I'm glad that you agree with me - I still think you're being defeatist, though. Popular culture doesn't have to be cheap and tawdry. I've been to countries where it's not - Bulgaria, for example.
In that country I've walked along a street and heard wonderful music coming from an open doorway - it turned out to be a wedding with a live band. I've also been to restaurants where the radio has been on and playing fine traditional music. Even the music put on for tourists often turns out to be some of the finest that the country has to offer.

In Macedonia I've seen little kids sat on a garage roof beating out amazingly complex rhythms on old tin cans.

On the streets of Warsaw and ljubljana I've heard excellent street musicians and even traditional singers.

On the Athens Metro I once heard a marvellous accordian player (Albanian, I think) accompanied by a small boy playing a tambourine-like drum.

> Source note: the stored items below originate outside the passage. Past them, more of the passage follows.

PR #27, opened 2017-08-21
Create Translations with SiteAccess

jdcrecur:
This would have so helpful to me, it joins the 3 main dots of translation, siteaccess and permissions in one go, linking to the rel. full pages when required. I'm not sure if i have the naming of SiteAccess correct in all cases though :) Not sure if the siteaccess is only the section siteaccess or also the sections under system?


emodric:
This looks good, it's simple enough and could help people in simpler cases. What I would do though is write the doc in a way that we don't need to readd and then remove `site` siteaccess, but only mention at the end that users can now remove it as it superfluous. This way you can get rid of the whole "I can't access my site at all any more" situation.

docs/cookbook/Translations with SiteAccess
```diff
@@ -0,0 +1,119 @@
+## Description
+
+Being new to eZ and combining the translated content with multiple site access successfully can be a little tricky to get you head around.
```
mere-teresa: Please, could you:
eZ to replace by _eZ Platform_
site access need First Uppercase notation

docs/cookbook/Translations with SiteAccess
```diff
@@ -0,0 +1,119 @@
...
+
+To successfully achieve this for the most typical setups you will need all 3 of following items to be considered:
+1. Registering your translations in the database via the eZ admin.
+1. Creating at least two site accesses to deliver the right translated content at the right time in the `ezplatform.yml`.
```
mere-teresa: Same thing "site accesses" needs to be First Upper Cased, please. (I will not repeat that every time, so I consider that you will do it for every appearance of these words.)

docs/cookbook/Translations with SiteAccess
```diff
@@ -0,0 +1,119 @@
...
+1. Setting the correct permissions for the anonymous user to read the site accesses.
+
+Without all 3 steps complete your site access will either not work or you will be left with duplicate content from an SEO perspective.
+
+## Step 1 - Create your new translation
+Here is the full guide on [Internationalization](../guide/internationalization.md)
+1. Log into your ez admin
```
mere-teresa: "eZ Platform Admin"

docs/cookbook/Translations with SiteAccess
```diff
@@ -0,0 +1,119 @@
...
+## Step 2 - Creating the new site accesses
+Here is the full guide on [SiteAccess](../guide/siteaccess.md)
+
+The most typical setup for a site with translated content is to map the base of the domain to one language and using the first segment of the URI to match to another. For example:
+- www.mysite.com to match to English
+- www.mysite.com/fr to match to French
+
+To achieve this you will need to create at least two site accesses in your `ezplatform.yml` file.
+
+In the first bit of this working example, we declare `en` to be the default site access meaning if nothing else matches use the `en` site access. We then list the available site accesses for this site as well as add them both to a common group `site_group` (this will be used for shared settings such as api keys and cache locations etc.).
```
mere-teresa: API => uppercase, please (acronym)

jdcrecur:
I added the changes. I'm not the name change is the best option though, the name indicates you can create a translation via a SiteAccess.

andrerom:
True, it could be something else, like `How-to setup a multi language site` or `How-to setup multi language SiteAccesses and corresponding Translations`, first one might imply the form and scope of the article might need to adjust a bit.

DominikaK:
Merged in https://github.com/ezsystems/developer-documentation/commit/fcc11ab04e45badcbc73e380f923ec04e306adf2

PR #36, opened 2017-08-23
Applying the webdesign theme to the 1.8 version

mere-teresa:


DominikaK:
I think you only need https://github.com/ezsystems/developer-documentation/pull/36/commits/39749e0b7f6ae79311dbcb97b9d82e322714086e from this, but please don't trust me automatically :)

mere-teresa:
Do we maintain an 1.8 branch?

DominikaK:
I don't think we need to, it's not lts, and it's three versions back from the latest ft (at the moment).

PR #41, opened 2017-08-29
Remove explicit mention of latest version

DominikaK:
Removes explicit mention of the latest version and replaces it with link to ezplatform.com

This way there is not problem with linking to release notes from a different doc version, and the pages will not have to be updated with every release.

(Idea this comment: https://github.com/ezsystems/developer-documentation/pull/38)

### DIFF
--- a/docs/index.md
+++ b/docs/index.md
@@ -2,7 +2,7 @@
 
 ## Welcome to the eZ Platform Developer documentation!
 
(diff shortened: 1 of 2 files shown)


mere-teresa:
You can merge it, if @SylvainGuittard is not against this!

SylvainGuittard:
@mere-teresa why should I be against this change? :D

PR #45, opened 2017-08-30
resource does not provide any value

larseirik:
Deleted file to clean up the cookbook/ structure.


yannickroger:
You should change the commit message to something like `Deleted useless cookbook section`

In Turkey restaurants in tourist resorts often play western pop music over the sound system. On slack days, when there are not many other customers, I've often asked if they can play me some Turkish music. The restauranteur always seems delighted to oblige, I become a friend for life, and I get to hear some wonderful music.

One of my ambitions is to go to one of those open-air operas in Italy - where everyone takes a picnic and bottles of good wine and 'culture' is obviously not a dirty word.

Popular culture doesn't have to be crap - other nationalities know this - why don't we? If we want something better we've got to fight for it!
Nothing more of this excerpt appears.